Ventilation of the Arabian Sea Oxygen Minimum Zone

Abstract

Ocean deoxygenation, driven by climate-induced warming, stratification, and circulation changes, threatens marine ecosystems globally. The Arabian Sea hosts the thickest and most intense oxygen minimum zone (OMZ), maintained by an interplay between physical oxygen supply and biological consumption. This thesis combines observations from ocean gliders, autonomous floats, and numerical models to quantify how surface, mode, and dense marginal-sea waters ventilate the upper OMZ boundary across spatiotemporal scales.

The surface mixed layer forms the interface between the ocean and atmosphere and plays a central role in oxygen ventilation through wind-driven and buoyancy-driven mixing. In the Sea of Oman, intraseasonal surface mixed layer variability is forced by Shamal-driven latent heat loss and submesoscale fronts, with the latter accounting for nearly 70% of the wintertime restratifying buoyancy flux and contributing to the timing of spring restratification.

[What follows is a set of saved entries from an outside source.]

PR #309, opened 2017-08-09
New way to render buttons and action buttons

stepanov:


src/Event/View/BaseMenuListener.php
```diff
@@ -18,14 +20,36 @@
      * @param  \Cake\Event\Event $event Event object
      * @param  array             $menu  Menu
      * @param  array             $user  User
+     * @param  string            $type  menu type
      * @return void
      */
-    public function beforeRenderFlatMenu(Event $event, array $menu, array $user)
+    public function beforeRenderFlatMenu(Event $event, array $menu, array $user, $type = 'buttons')
```
mamchenkov: @stepanov it's better to use constants, rather than hardcoded strings like 'buttons'.

src/Event/View/BaseMenuListener.php
```diff
@@ -18,14 +20,36 @@
...
+                continue;
+            }
+
+            $menuItem = MenuItemFactory::createMenuItem($item);
+            $menuBuilder->addMenuItem($menuItem);
+        }
+
+        if ($type == 'actions') {
+            $renderClass = 'Menu\\MenuBuilder\\MenuActionsRender';
+        } else {
```
mamchenkov: @stepanov you can get rid of the `else` block by setting `$renderClass` to the default value of buttons, and then overwriting in the `if` block.  Or just generate the renderer class name from the parameter, and checking that the class exists.  This way you won't have to update the code when support for more than two types of rendering is necessary.

src/Event/View/BaseMenuListener.php
```diff
@@ -18,14 +20,36 @@
...
+            $renderClass = 'Menu\\MenuBuilder\\MenuButtonsRender';
+        }
+
+        $render = new $renderClass($menuBuilder, $event->subject());
+        $event->result = $render->render();
+
+        return;
+
```
mamchenkov: @stepanov you have code leftover after the unconditional `return` statement.  The execution will never get there, so this code will never run.  Please remove.

mamchenkov:
Looks fine to me, but better if @georgeconstantinou and @anvyst review it as well before merging.

georgeconstantinou:
Approved by me, @anvyst can have a look too

PR #465, opened 2016-04-28
Shift-Rightclick menu

squirrelo:
Adds rightclick context menu to the canvas div, and adds ability to save current canvas as PNG as first activity on the context menu.

rightclickmenu


wasade:
Why are two right clicks necessary?

squirrelo:
Better gif added to illustrate this, but the first is a right click on the canvas and save as png to open a new wondow with the PNG in it. The second is right click save image on that png.

wasade:
Ah, I see, thanks

emperor/support_files/js/controller.js
```diff
@@ -253,10 +254,42 @@ define([
...
+   *
+   **/
+  EmperorController.prototype.screenshot = function(type) {
+    type = type || 'png'
+    // Render all scenes so it's rendered in same context as save
+    for (var i = 0; i < this.sceneViews.length; i++) {
+      this.sceneViews[i].render();
+    }
+    var c = this.renderer.domElement.toDataURL("image/" + type);
+    var w = window.open('about:blank','image from canvas');
```
ElDeveloper: Can you think of a workaround without having to open a new window? We've been discouraged from using direct references to window by the SAGE2 developers, is it possible at all to dump as a file blob, that would also save users 2-3 clicks and a new tab.

emperor/support_files/js/controller.js
```diff
@@ -253,10 +254,42 @@ define([
...
 
   /**
    *
+   * Save the current canvas view to a new window
+   *
+   * @param {string} [type] What type to save the file as. Default png.
+   *
+   **/
+  EmperorController.prototype.screenshot = function(type) {
+    type = type || 'png'
```
ElDeveloper: Can you add a semicolon at the end of this line?

emperor/support_files/js/controller.js
```diff
@@ -253,10 +254,42 @@ define([
                                  scope.resize(scope.$divId.width(),
                                               scope.$divId.height());
                                }});
+
+    // Set up the context menu
+    this.$contextMenu = $.contextMenu({
+      selector: '.emperor-plot-wrapper',
+      items: {
+        'saveImage': {
+          name: 'Save Image (png)',
```
ElDeveloper: png -> PNG

emperor/support_files/js/controller.js
```diff
@@ -1,14 +1,15 @@
...
     "jquery",
     "underscore",
+    "contextmenu",
     "three",
     "view",
     "scene3d",
     "colorviewcontroller",
     "visibilitycontroller",
-    "shapecontroller"
+    "shapecontroller",
```
ElDeveloper: Can you remove this trailing comma?

emperor/support_files/js/controller.js
```diff
@@ -1,14 +1,15 @@
 define([
     "jquery",
     "underscore",
+    "contextmenu",
```
ElDeveloper: Can you add the license of contextmenu to LICENSES.md?

emperor/support_files/js/controller.js
```diff
@@ -253,10 +254,42 @@ define([
                                  scope.resize(scope.$divId.width(),
                                               scope.$divId.height());
                                }});
+
+    // Set up the context menu
+    this.$contextMenu = $.contextMenu({
+      selector: '.emperor-plot-wrapper',
```
ElDeveloper: Is there any way we can have this be the `this.$plotSpace` element, and not all elements with this class?

ElDeveloper:
Code looks fine, just a few minor comments. Do you have any suggestions on what we can do regarding the conflicting right-click + drag events?

When I tested this out in the notebook, I couldn't get to see the menu on the plot, it instead would be appended (kinda) the lower left corner of the notebook:

screen shot 2016-04-29 at 12 08 53 am

You can try this notebook out, just run `jupyter notebook` in a local environment where you have emperor installed, and run all cells (remember to *clear all output*, *save*, *reload page* and *re-run all cells* in the notebook every time you make changes to the JS code):
https://gist.github.com/66c236fd0c0d6a92606be6b6788bc800

This is shaping up really well!!

emperor/support_files/js/controller.js
squirrelo: I think I can get it to dump a blob now that the render issue has been solved by adding another dependency. I'll look into it.

emperor/support_files/js/controller.js
squirrelo: done

emperor/support_files/js/controller.js
squirrelo: done

emperor/support_files/js/controller.js
squirrelo: done

emperor/support_files/js/controller.js
squirrelo: There isn't a licences.md file. The readme.md simply states it's MIT licenced.

emperor/support_files/js/controller.js
squirrelo: Unfortunately it pnly takes a jquery selector string, and not a full jquery element (https://swisnl.github.io/jQuery-contextMenu/docs.html). Is there any element ID that is unique to each instance?

squirrelo:
Not sure about the rightclick+drag event, but the menu isn't showing up because it needs the CSS as well.

emperor/support_files/js/controller.js
squirrelo: Now downloads directly, without any new windows.

ElDeveloper:
> Why are two right clicks necessary?

This is no longer the case 💥

ElDeveloper:
There's a conflict between right-clicking and plot repositioning, as it stands we can no longer move the plot around.

I looked for alternatives to this, but wasn't able to figure a workaround, so I've opened an issue at their repo https://github.com/swisnl/jQuery-contextMenu/issues/391 once this is solved, we should be good to merge this. The code and functionality is good except for this conflict.

-------------

An alternative I thought of was holding shift to deactivate the contextmenu callback and allow for right-clicking to work as it used to (reposition the plot), but not sure what others think about this?

josenavas:
Why is this functionality using a menu with right click rather than in the menu on the right?
Alternatively, shift+right click as @ElDeveloper is proposing is a common usage in OpenGL/WebGL tools (or at least in the ones that I've interacted - developed)

ElDeveloper:
We chose right-click because using the tab on the right (as in the
previous version) was a bit of overkill and the "lazy solution",
right-click makes this feel a lot more natural, the idea is to continue
building up and add an option to save SVG, etc from the right click
menu.

I would be OK with using shift, but want to make sure others know about
this, as this is a significant change.

josenavas:
thanks for the explanation @ElDeveloper 

in that case I would advocate for the shift solution. The natural behavior of emperor is to be able to visualize the plot from multiple points of view. The image exporting, although being an important feature, is secondary compared with the visualization.

ElDeveloper:
So your suggestion is that the right-click menu should only be shown
when shift is being pressed? Thanks for chiming in! @antgonza,
@mortonjt, any thoughts? If you just pull from this branch and run
./build.py 10 in the examples folder, you should be able to interact
with the `new-emperor.html` plot that includes all these changes

antgonza:
I think shift+right-click is a good way to go.

wasade:
Agree

squirrelo:
shift-rightclick is now in place for opening the menu.

ElDeveloper:
Superb @squirrelo, thanks!

Thanks for the input @wasade, @josenavas & @antgonza!!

Mode waters (MWs) mediate the vertical transport of oxygen between the surface and ocean interior, acting as an oxygen reservoir and a buffer for oxygen demand in the OMZ. MW formation occurs annually in the northern Arabian Sea and biannually in the south, linked to the summer and winter monsoons, with regional variability shaped by advection and bio-optical modulation of heating absorption. Seasonal MW transformation is predominantly isopycnal, but diapycnal transformation becomes important at shorter timescales. We find that physical mixing - split nearly equally between isopycnal and diapycnal processes - accounts for about half of the observed oxygen variability in MW, while biological consumption contributes roughly one-fourth. Mesoscale eddies further amplify the physically mediated oxygen fluxes, nearly doubling them relative to non-eddy conditions. The estimated physical fluxes, together with high biological respiration within MW, underscore MW's central role in supplying oxygen to the OMZ and mitigating the biological oxygen demand that drives OMZ intensification.

Dense water formation from marginal seas, such as the Persian Gulf Water (PGW) outflow, is another important pathway in supplying oxygen to the Arabian Sea OMZ. Intermittent shear-driven mixing enhances dissipation from double-diffusive processes below PGW. These conditions are co-located with large oxygen gradients at the upper OMZ oxycline, resulting in increased oxygen ventilation towards the ocean interior on short timescales.

Altogether, this work demonstrates that small-scale processes are critical in controlling upper OMZ oxycline variability. These findings advance our understanding of key processes influencing oxygen dynamics within the OMZ, providing insights for estimates of water mass transformation and oxygen exchange, which can ultimately improve modeling and prediction efforts.